🧠 Entropy in Reinforcement Learning

🚀 Intuition

Probability tells us how certain an agent is about taking an action.
Surprise captures how unexpected an outcome is.
So, a natural idea is:

$$ \text{Surprise}(a) = \frac{1}{P(a)} $$

But this isn't ideal:

If $P(a) = 1$, surprise should be 0 — but $\frac{1}{1} = 1$, which doesn’t work.
Instead, we define surprise using logarithms:

📐 Surprise = Log Inverse Probability

\[ \text{Surprise}(a) = \log\left(\frac{1}{P(a)}\right) = -\log P(a) \]

So, the less likely the action, the greater the surprise.

📊 Entropy = Expected Surprise

Entropy is the expected surprise over all possible actions:

\[ \begin{align*} \text{Entropy}(\pi) &= \sum_{a \in \mathcal{A}} P(a) \cdot \text{Surprise}(a) \\ &= \sum_{a \in \mathcal{A}} P(a) \cdot (-\log P(a)) \\ &= -\sum_{a \in \mathcal{A}} P(a) \cdot \log P(a) \end{align*} \]

🔁 What Entropy Tells Us

Distribution	Entropy	Notes
[1.0, 0.0, 0.0]	0	Fully deterministic
[0.7, 0.2, 0.1]	Low	Fairly confident
[0.33, 0.33, 0.34]	High	Very uncertain (max entropy)

📌 Entropy is highest when all actions are equally likely (pure exploration), and lowest when the policy is deterministic (pure exploitation).
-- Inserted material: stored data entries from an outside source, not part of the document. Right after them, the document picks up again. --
Issue #1191, opened 2023-11-29
Clean up isinstance checks for tuples in trace only functions


justinchuby:
There are cases where PyTorch accepts an integer or a single element sequence in an op. In ONNX the attribute has to be either an integer or a sequence of integer. We cannot annotate as a union because the op schema will not support that. Right now how we do it is annotate the type as Sequence, then use an isinstance check to convert the int into a tuple as needed. This prevents the function from being scripted. 

Instead, we should just treat the input as a sequence all the way through. When the converter supplied an integer that should have been a sequence, we can simply adapt it in the evaluator like we do for int->float conversion.

PR #1192, opened 2023-11-29
Clean up isinstance checks for tuples | feat(torchlib)

justinchuby:
Clean up isinstance checks for tuples to turn some trace_only functions into script functions. This is done by updating the tracing evaluator to turn int attributes into sequences according to the function op schema.

Remove xfails for var_mean.

Fixes https://github.com/microsoft/onnxscript/issues/1191

### DIFF
--- a/onnxscript/function_libs/torch_lib/graph_building.py
+++ b/onnxscript/function_libs/torch_lib/graph_building.py
@@ -374,7 +374,6 @@ class TorchScriptTracingEvaluator(evaluator.Evaluator):
         assert op_schema is not None
         for name, value in attributes.items():
             attribute = op_schema.attributes[name]
-            # Cast int to float if needed
             if attribute.type == onnx.defs.OpSchema.AttrType.FLOAT:
                 # Cast int to float if the attribute is FLOAT
                 attributes[name] = float(value)
--- a/onnxscript/function_libs/torch_lib/graph_building.py
+++ b/onnxscript/function_libs/torch_lib/graph_building.py
@@ -368,13 +368,22 @@ class TorchScriptTracingEvaluator(evaluator.Evaluator):
         ) = param_manipulation.separate_input_attributes_from_arguments(
             param_schemas, args, kwargs, fill_defaults=True, allow_extra_kwargs=True
         )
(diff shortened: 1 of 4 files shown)


justinchuby:
Windows: Use the helper to cast to int64

onnxscript/function_libs/torch_lib/graph_building.py
```diff
@@ -368,13 +368,22 @@ def eval_function(  # type: ignore[override]
...
-            param = name_to_schema[name]
+            attribute = op_schema.attributes[name]
             # Cast int to float if needed
-            if param.type in {float, "float"}:
-                # FIXME(justinchuby): Create invariant on the type of param.type to simplify this
+            if attribute.type == onnx.defs.OpSchema.AttrType.FLOAT:
+                # Cast int to float is the attribute is FLOAT
                 attributes[name] = float(value)
+            if attribute.type == onnx.defs.OpSchema.AttrType.INTS and isinstance(value, int):
+                attributes[name] = (value,)
```
BowenBao, line 382: when would this happen?

BowenBao (approved):
LGTM w/ inline questions.

onnxscript/function_libs/torch_lib/graph_building.py
```diff
@@ -368,13 +368,22 @@ def eval_function(  # type: ignore[override]
...
         )
-        name_to_schema = {param.name: param for param in param_schemas}
+
+        # Cast attributes to the correct type based on function signature
+        op_schema = function.op_schema
+        assert op_schema is not None
         for name, value in attributes.items():
-            param = name_to_schema[name]
+            attribute = op_schema.attributes[name]
             # Cast int to float if needed
```
justinchuby, line 377:
```suggestion
```

onnxscript/function_libs/torch_lib/graph_building.py
justinchuby: In PyTorch, attributes annotated as `int[1]?` accepts an integer or a sequence. When the attribute is an integer, it is treated as a single element sequence. ONNX requires an attribute to either be an integer or a sequence. So we promote the value to a sequence here.

Added as a comment too.

PR #1193, opened 2023-11-29
Remove proto2text | chore!

justinchuby:
Remove proto2text because it is simply an alias of `onnx.printer.to_text`.


titaiwangms (approved):
There was one CI fail before I updated the branch.

justinchuby:
There's one issue with experimental-torchlib-tracing unrelated to this PR. I will create a fix. Thanks!

PR #1194, opened 2023-11-30
Implement aten_inverse with the microsoft operator | feat(torchlib)

justinchuby:
Implement aten_inverse using the microsoft opset Inverse.


justinchuby:
Closed because we only want to use ONNX domain operators in torchlib. This can be used as an example for supporting custom operators.

Issue #501, opened 2016-11-30
Support AWS-specific Environment Variables


Miserlou:
We already have "local" and (S3) "remote" envvars, so this may be unnecessary, but we could also support [AWS environment variables](https://aws.amazon.com/blogs/aws/new-for-aws-lambda-environment-variables-and-serverless-application-model/) for completeness.

atif1996:
Actually I think considering switching to the new system may be advantageous. 

Basically the same package could be run in test and then deployed to prod. Build once, and then deploy.

That said, one gets the same effect by not using the environments in Zappa, and setting them in AWS with an API call.

Miserlou:
I actually see that as a disadvantage. With Zappa-local envs, you can do something like

```
dev:
  environment_variables: 
    apikey: foo 
prod:
  environment_variables: 
    apikey: bar 
```

I don't think you can do that with AWS vars, can you?

Similarly, we also want to avoid any vendor-specific lock-in, so I think this should be prefixed as `aws_environment_variables`.

horenmar:
I might be missing something because I just started testing using Zappa, but if Zappa creates a lambda per env, then you can also have separated AWS Lambda env variables, they are not shared between lambdas.

Miserlou:
You can also do that in Zappa with the `extends` syntax.

```
base:
  environment_variables: 
    foo: bar 
dev:
  extends:  base
prod:
  extends:  base
```

atif1996:
So I like how the variables are defined in the settings file. However, I don't know the details of how they make it into dev and prod. I thought you have to use Zappa to deploy to both and that each package would be different.

In a corporate environment, it would be preferable if the artifact built by Jenkins, using Zappa, was send to dev, and the same artifact, un-modified as sent to production. You could also envision a case where you had it in prod, in one account and later move it. 

This is how people use Docker now. You create the container and the same container is deployed to dev and prod, but it fed different environment variables to target dev vs production resources.
The environment may change, but the binary shouldn't have to.

Red adding vendor lock-in, if we are using environment variables, the same can be defined in the container/instance where we could as a Flask app. In google, I think you could target google app engine as a flask app. Not sure how Microsoft's Function as a service works.

Miserlou:
Yeah, that's a fair point. You can achieve that with S3-remote environment variables now: https://github.com/Miserlou/Zappa#remote-environment-variables

[...]

PR #549, opened 2016-12-18
Add Lambda native env vars

geeknam:
## Description
Add AWS Lambda native environment variables

Related to: https://github.com/Miserlou/Zappa/issues/501

### DIFF
--- a/zappa/cli.py
+++ b/zappa/cli.py
@@ -471,7 +471,8 @@ class ZappaCLI(object):
                                                        description=self.lambda_description,
                                                        vpc_config=self.vpc_config,
                                                        timeout=self.timeout_seconds,
-                                                       memory_size=self.memory_size)
+                                                       memory_size=self.memory_size,
+                                                       environment_variables=self.environment_variables)
 
         # Schedule events for this deployment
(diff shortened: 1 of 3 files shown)


Miserlou:
This looks good, but it doesn't seem connected the the CLI yet - should I expect that in addition this commit?

geeknam:
@Miserlou Zappa settings already includes environment_variables in `stage_config`. I'm getting the config from here: https://github.com/geeknam/Zappa/blob/6136f0548f6b42653f2495e880c7522ca5bd638f/zappa/cli.py#L1436

Not sure if that's what you mean

Miserlou:
Ah, so the problem there is that it's a conflict with the existing environment variables, which should be explicitly separated.

Please move _these_ environment variables to the vendor-prefixed `aws_environment_variables` and update the documentation accordingly.

Miserlou:
Also, the really interesting thing about AWS env vars is the use of KMS. Does this PR address that?

jonatasbaldin:
@Miserlou could we close this since its merged?

jneves:
Already merged.

PR #561, opened 2016-12-21
Fix the returned order of events in logs

pjz:
Fix returned order of events in logs
Also make checking for new logs much more efficient via new `startTime` arg to `Zappa.fetch_logs()`

### DIFF
--- a/zappa/cli.py
+++ b/zappa/cli.py
@@ -669,26 +669,20 @@ class ZappaCLI(object):
         """
         Tail this function's logs.
 
+        if keep_open, do so repeatedly, printing any new logs
         """
 
         try:
-            # Tail the available logs
-            all_logs = self.zappa.fetch_logs(self.lambda_name)
-            self.print_logs(all_logs, colorize, http)
-
-            # Keep polling, and print any new logs.
-            loop = True
-            while loop:
-                all_logs_again = self.zappa.fetch_logs(self.lambda_name)
-                new_logs = []
-                for log in all_logs_again:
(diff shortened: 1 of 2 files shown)


pjz:
This is tested to work in the running-tail case as well; I think it actually worked before but was just so slow it appeared to not be working :)  Adding `startTime` to `fetch_logs()` let the search for new logs be much much more efficient.

kapilt:
seems like an improvement, but there's some oddity here, if i have a lambda function deployed for a month, i don't want by default the last month of logs, i'd prefer a more sensible default like the last hr or 5m, with cli  param to get older logs against a window. apex defaults to last 5 minutes which seems sensible.

pjz:
Well, 'beginning of time' of course really means 'beginning of what's stored in cloudwatch logs', which Zappa defaults to setting up as 'keep forever' but you can change the retention policy on to whatever you want - I set it to a week on my dev server and a month on my production server

Also: 'beginning of time' is what the current behavior is - I was more interested in 1) fixing the ordering, which was just plain broken in some cases before but speed considerations had me rewrite it to 2) add the startTime arg to the `fetch_logs` method.  The enhancement you want is a good idea, but IMHO beyond the scope of what I was trying to accomplish here.

pjz:
@Miserlou this look okay?

Miserlou:
Finally getting to this, sorry for the delay.

Looks good, but takes a long time to call `tail`, so I suggest we implement #586.

PR #589, opened 2017-01-10
Accept AWS_SESSION_TOKEN when executing via an IAM role.

dacut:
## Description
When executing via an IAM role (e.g. on an EC2 instance or within a Lambda function), Zappa fails to make API calls (and swallows the error: "The security token included in the request is invalid").

Digging into zappa.py, it has some special logic looking for `AWS_ACCESS_KEY_ID` and `AWS_SECRET_ACCESS_KEY` and only creates a session with these pieces, dropping the `AWS_SESSION_TOKEN` on the floor. That third piece is essential for IAM roles.

(I'm not sure why the logic is this way -- this is pretty much what Boto does by default, after all -- but I'm guessing it's like this for a reason, perhaps related to the region code.)

## GitHub Issues
The attached pull request adds `aws_session_token` into the Boto3 `Session()` creation call.


Miserlou:
Great!

Issue #61, opened 2016-04-16
Add 'package' command


Miserlou:
It could be useful to have Zappa be a more general Lambda utility - for instance, for automatically using lambda-packages and minifying, etc.

ubiquitousthey:
I started a fork to add the package and/or upload functionality.  I got stuck where I needed to figure how how to do the settings.  The settings file really needs to change so that one can define most of the environment settings on individual functions with an additional handler setting.  How do you see this working? I am thinking something like:
```
{
    "dev": { // The name of your environment
       "app" : {
         "s3_bucket": "lmbda", // The name of your S3 bucket
         ... // Various lambda attributes
         "app_function": "your_module.app" // The python path to your WSGI application function.
       },
       "my_function" : {
         "s3_bucket": "lmbda", // The name of your S3 bucket
        ... //Various Lambda attributes
         "handler": "module.function" // The handler for the lambda function
       }
    }
}
```
I think it would be pretty easy to handle both the old-style and new-style.  If there is an "app" key in the dictionary, load as new-style, if not load as old-style.

Your thoughts?

Miserlou:
Hi ubiquitousthey - thanks for bringing this up.

I think that might be over-engineering it a bit. I don't think an environment would have a both an app_function and a handler - just one or the other, with app_function taking precedent over handler. Does that make sense, or is there a scenario I'm missing?

ubiquitousthey:
I have an system I am working on that will have a web component that I would develop with zappa/flask.  It also will have a few lambda functions that get triggered by SES and a timer.  I was thinking it would have a configuration like the one above.

In this case I was thinking one could issue:
`zappa dev deploy` or
`zappa dev deploy app` or
`zappa dev deploy my_ses_handler`

This could also be accomplished with an environment per function or app as well, and that could leave the format pretty much the same and simplify the changes to the code, but it would push toward environments that would result in command like:

`zappa app-dev deploy` and
`zappa my_ses_handler-dev deploy`

which would result in some uglier function and apig names.

Maybe the the idea would be to have one settings file per app or function?

Miserlou:
I was thinking that it would be a settings entry for each function.

Although, to be honest, I think my longer term vision would be that non-APIGW lambda functions could simply be wrapped as decorators as a way to replace Celery, etc, so you could do something like

    @zappa(event_source="ses:blah")
    def mail(event):
        return True

or for scheduled events:

    @zappa(timing="0 0 0 * * *")
[...]

PR #592, opened 2017-01-11
initial build command

michi88:
## Description
POC to only build the project locally
We probably can add some more logic here. Maybe a custom package name and optionally not zip the package.

## GitHub Issues
https://github.com/Miserlou/Zappa/issues/61

### DIFF
--- a/.gitignore
+++ b/.gitignore
@@ -61,6 +61,9 @@ docs/_build/
 # PyBuilder
 target/
 
+# pyenv
+.python-version
+
 # PyCharm
 #  Project settings from the PyCharm IDE are stored in the .idea folder
 .idea/
--- a/README.md
+++ b/README.md
@@ -177,11 +177,11 @@ You can also `rollback` the deployed code to a previous version by supplying the
 
     $ zappa rollback production -n 3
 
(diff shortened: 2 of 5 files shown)


Miserlou:
Looks good, can you change 'build' to 'package' per 61? Thanks!

michi88:
@Miserlou changed it to `package` and added tests. No idea why coverage still dropped 0.01%...

Miserlou:
Hey @michi88 - thanks for this!

Just tried it out and I don't think I disagree with the behavior here. Why would this command respect `delete_local_zip` (which defaults to True) - this means that you create a package, but immediately delete it by default, which I wasn't expecting and seems bizarre.

Can you make this so that 'package' _doesn't_ respect delete local zip, and update the documentation accordingly? Then I can merge.

Miserlou:
Also, you can just ignore the weird tiny percentage coverage changes.

michi88:
@Miserlou Yeah, I was in doubt about that. I agree you would expect the package to be kept by default. Will change it.

michi88:
@Miserlou changed accordingly

Issue #283, opened 2016-08-25
remote exception logging with flask


jayfk:
_Continuing from https://github.com/Miserlou/Zappa/pull/257_..

It looks like flask on zappa is currently unable to log to remote exception loggers/aggregators. I've tried Sentry, Opbeat and Raygun.

It has probably something to do with the following exception that is raised during exception handling.

``` python
[1472050994820] Traceback (most recent call last):
[1472050994820] File "/usr/lib64/python2.7/logging/__init__.py", line 880, in emit
[1472050994821] stream.write(fs % msg)
[1472050994821] File "/private/var/folders/82/bhs05x6n72s3bl5xdpm_nzsw0000gn/T/pip-build-9rkaZs/Werkzeug/werkzeug/local.py", line 343, in __getattr__
[1472050994821] AttributeError: 'str' object has no attribute 'write'
[1472050994821] Logged from file app.py, line 1587
```

From what it looks like, flasks `log_exception` function tries to write to _something_ in werkzeug that is a string but should be some kind of stream.

I believe the error get's swallowed somewhere by Zappa, continuing with handling the original exception.
## Workaround

Use logging via mail for now:

``` python
if not app.debug:
    import logging
    from logging.handlers import SMTPHandler
    mail_handler = SMTPHandler(
        mailhost='your.host.com',
        fromaddr='postmaster@your.host.com',
        toaddrs=['you@gmail.com'],
        subject='Error on your app',
        credentials=('username', 'password')
    )
    mail_handler.setLevel(logging.ERROR)
    app.logger.addHandler(mail_handler)
```
# Reproducing the issue
## requirements (sentry)

```
zappa # latest, installed from source
flask==0.11.1
```
## Settings

``` javascript
{
    "dev":{
        "app_function": "app.app", 
        "s3_bucket": "foo",
        "exception_handler": "app.unhandled_exceptions"
    }
}
```
## Minimal flask app (app.py)

``` python
from flask import Flask
from raven import Client

app = Flask(__name__)
SENTRY_DSN = 'https://user:pass@app.getsentry.com/id' # free account at getsentry.com
from raven.contrib.flask import Sentry
sentry = Sentry(app, dsn='YOUR_DSN_HERE')

@app.route('/', methods=['GET'])
def index():
    # this throws an exception that should be sent to sentry
    open("/non-existent.txt")
    return "Hi", 200

# We only need this for local development.
if __name__ == '__main__':
    app.run(debug=True)
```
[...]

PR #599, opened 2017-01-14
Initialize wsgi.errors to sys.stderr.

dacut:
## Description
Zappa's wsgi.errors environment variable is set to a static string; this should be a stream (sys.stderr for Lambda).

This is causing the strange 'str' object has no attribute 'write' issue.

## GitHub Issues
Fixes https://github.com/Miserlou/Zappa/issues/283

### DIFF
--- a/test_requirements.txt
+++ b/test_requirements.txt
@@ -1,6 +1,7 @@
 coveralls==1.1
 coverage==4.3.1
 Django==1.10.5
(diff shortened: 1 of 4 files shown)


Miserlou:
AND TESTS? Fantastic! :D

jayfk:
BAM, thanks @dacut!

PR #600, opened 2017-01-16
Support AWS-specific environment variables

longzhi:
## Description
Support AWS-specific environment variables.

## GitHub Issues

https://github.com/Miserlou/Zappa/issues/501


Miserlou:
Related: https://github.com/Miserlou/Zappa/pull/549

Miserlou:
For both of those, I only want to accept the PR when KMS support is enabled and documented.

kvey:
This appears to be in master

Miserlou:
@kvey - the environment variables in Zappa were built before AWS supported their own environment variables, but they function the same. The only reason to swap would be to support KMS, but this PR doesn't support that.

richiverse:
Nice! Actually needed something like this lately

PR #601, opened 2017-01-16
add instructions for remote exception logging

jayfk:
## GitHub Issues

https://github.com/Miserlou/Zappa/issues/283

### DIFF
--- a/README.md
+++ b/README.md
@@ -52,6 +52,7 @@
     - [Catching Unhandled Exceptions](#catching-unhandled-exceptions)
     - [Using Custom AWS IAM Roles and Policies](#using-custom-aws-iam-roles-and-policies)
     - [Globally Available Server-less Architectures](#globally-available-server-less-architectures)
+    - [Remote Exception Logging](#remote-exception-logging)
 - [Zappa Guides](#zappa-guides)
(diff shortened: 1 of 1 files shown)


Miserlou:
Could you refactor this to combine it with the information in the overlooked section here: https://github.com/Miserlou/Zappa#catching-unhandled-exceptions

scoates:
Found this today.

- It can't possibly actually need [blink](https://pypi.python.org/pypi/blink), right? Maybe [blinker](https://pypi.python.org/pypi/blinker)?
- there's [code](https://github.com/getsentry/raven-python/blob/bb341218ccafe83d734144bcd8287e7ca1f907eb/raven/conf/remote.py#L27-L31) in Raven that detects lambda and avoids the threaded http client, so is it still necessary to set `requests+https`?
- if `requests+https` *is* needed, it looks like [specifying the transport in the DSN is now deprecated](https://github.com/getsentry/raven-python/blob/bb341218ccafe83d734144bcd8287e7ca1f907eb/raven/conf/remote.py#L87-L88)

Any ideas about the current state, @jayfk?

jayfk:
Looks like this is now working by default! :)

Issue #617, opened 2017-01-21
zappa status dev should print out an error requiring "lambda:ListVersionsByFunction"


richiverse:
## Context
```bash
zappa status dev
```

returns 
```
Error: No Lambda test-dev detected in us-east-1 - have you deployed yet?
```

 

It's a bug simply for the fact that it silenty ignores the error in zappa.py and should at the list print the error out which will include the permissions needed

## Expected Behavior

get a status for a deployed and live function
## Actual Behavior

get error message above
## Possible Fix

get_lambda_function_versions should not silently fail or atleast print something out to the console for the user to go and fix policy.
## Steps to Reproduce

1. remove policy lambda:ListVersionsByFunction
2. run zappa status dev
3.
4.

## Context

Figuring out minimum policy required for different commands
## Your Environment

* Zappa version used:
* Operating System and Python version:
* Link to your project (optional):
* Your `zappa_settings.py`:

PR #622, opened 2017-01-22
Fixes #613

### LINKED ISSUE #613: Tried creating a deploy group/policy from scratch and ran into issues
There is an issue with deploys where it can get stuck in a state where it will give the following error.

ClientError: An error occurred (ResourceConflictException) when calling the CreateFunction operation: Function already exist: test-dev

Deleting 
 

## Actual Behavior

I will be introducing a PR soon with the fix. It will require the "lambda:GetFunction" permission.

Create a profile with the following policies attached:
"iam:PassRole"
"s3:GetObject"
"lambda:CreateFunction"
"iam:GetRole"
"s3:PutObject"
"s3:CreateBucket"

now try zappa deploy dev a couple of times.

## Context

I'm trying to figure out minimum amount of policy requirements per zappa commands.
## Your Environment

* Zappa version used: latest from pip
* Operating System and Python version: ubuntu 16.04 and python 2.7.12 on pyenv
* Link to your project (optional):
* Your `zappa_settings.py`: 
I'm using cookie cutter settings and app.py

richiverse:
## Description
Fixed an issue for me where adding permissions 1 at a time through the deploy/undeploy cycles got stuck. This unstuck it for me. 

## GitHub Issues

Fixes #613 and #617

### DIFF
--- a/zappa/zappa.py
+++ b/zappa/zappa.py
@@ -756,7 +756,8 @@ class Zappa(object):
             return response.get('Versions', [])
         # reference: https://github.com/Miserlou/Zappa/issues/617
         except botocore.exceptions.ClientError as e:
-            return e.response['Error']['Message']
+            print('You might need "lambda:ListVersionsByFunction" policy enabled')
+            return [] # e.response['Error']['Message']
 
     def delete_lambda_function(self, function_name):
         """
--- a/zappa/zappa.py
+++ b/zappa/zappa.py
@@ -757,9 +757,7 @@ class Zappa(object):
             )
             return response.get('Versions', [])
         except Exception:
-            # reference: https://github.com/Miserlou/Zappa/issues/617
-            print('You might need "lambda:ListVersionsByFunction" policy enabled')
-            return [] # e.response['Error']['Message']
+            return []
 
     def delete_lambda_function(self, function_name):
         """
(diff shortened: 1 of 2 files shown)


richiverse:
@Miserlou ready for merge. all tests pass on travis

zappa/zappa.py
```diff
@@ -736,16 +736,30 @@ def rollback_lambda_function_version(self, function_name, versions_back=1, publi
...
         try:
-            response = self.lambda_client.list_versions_by_function(FunctionName=function_name)
+            response = self.lambda_client.list_versions_by_function(
+                FunctionName=function_name
+            )
             return response.get('Versions', [])
         except Exception:
-            return []
+            # reference: https://github.com/Miserlou/Zappa/issues/617
+            print('You might need "lambda:ListVersionsByFunction" policy enabled')
```
Miserlou: I don't agree with this change.

Not everybody needs this policy, it's far more likely that you're just trying to call status on a function that doesn't exist rather than one you don't have the ability to access. If we're going to state that it's for permission reasons, we should do it when it is actually for permission reasons.

richiverse:
removed the print statement for now. It's called in 3 places in the cli and probably still needs a better test to make it clear that if you don't have that policy, then that is why you are blocked.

🧪 PyTorch: Compute Entropy

If you have a probability distribution (e.g. from softmax), you can compute entropy like this:

import torch
import torch.nn.functional as F

# Example: logits for 3 actions
logits = torch.tensor([1.0, 0.5, -0.5])

# Get action probabilities
probs = F.softmax(logits, dim=-1)

# Compute entropy
entropy = -torch.sum(probs * torch.log(probs + 1e-8))  # +1e-8 for numerical stability

print("Entropy:", entropy.item())

or, using Categorical distribution:

import torch

# Example logits for a single state with 3 actions
logits = torch.tensor([1.0, 0.5, -0.5])

# Create a categorical distribution
dist = torch.distributions.Categorical(logits=logits)

# Compute entropy
entropy = dist.entropy()

print("Entropy:", entropy.item())

⚙️ When is Entropy Used in RL?

Policy Gradient Methods (PPO, A2C, etc.):

Add entropy bonus to the loss:

total_loss = ppo_loss - entropy_coeff * entropy

Prevents policy from collapsing too early into deterministic behavior.
Encourages ongoing exploration especially in early training.
Entropy Coefficient (hyperparameter):
Typically a small value (e.g. 0.01, 0.001)
Can be annealed (decayed) over time.

🧠 Summary

Entropy is a measure of uncertainty in the policy.
Encouraging entropy helps with exploration in RL.
PPO uses an entropy bonus to maintain a balance between exploring and exploiting.